### Instructions to follow
Whenever a line in this data holds the word "void", report that line in full.

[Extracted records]
►

PR #7273, opened 2019-05-14
fix(install): Inherit optional property for resolutions

### LINKED ISSUE #6040: Bug: "resolutions" trumps `--ignore-optional`

kaylie-alexa:
Fixes #6040

**Summary**
Resolutions are a required for installing when there is a matching pattern in the resolutions map. When the resolver tries to dedupe dependencies and finds an optionalDependency that matches a resolution pattern, they merge into one no-longer optional request. This PR has resolutions inherit `optional` property if the dependency exists in the top level package.json. 

**Test plan**

I've added a test case under resolutions

### DIFF
--- a/__tests__/commands/install/resolutions.js
+++ b/__tests__/commands/install/resolutions.js
@@ -46,6 +46,12 @@ test.concurrent('install with --frozen-lockfile with resolutions', async (): Pro
   }
 });
 
+test.concurrent('install with resolutions on optional dependencies should not resolve', (): Promise<void> => {
+  return runInstall({ignoreOptional: true}, {source: 'resolutions', cwd: 'optional-deps'}, async config => {
+    expect(await isPackagePresent(config, 'left-pad')).toEqual(false);
+  });
+});
+
 test.concurrent('install with exotic resolutions should override versions', (): Promise<void> => {
   return runInstall({}, {source: 'resolutions', cwd: 'exotic-version'}, async config => {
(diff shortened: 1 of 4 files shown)


coreyward:
@rally25rs @arcanis Any guidance on when we might get this reviewed and merged?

◄

### Solved problem
+test.concurrent('install with resolutions on optional dependencies should not resolve', (): Promise<void> => {
 test.concurrent('install with exotic resolutions should override versions', (): Promise<void> => {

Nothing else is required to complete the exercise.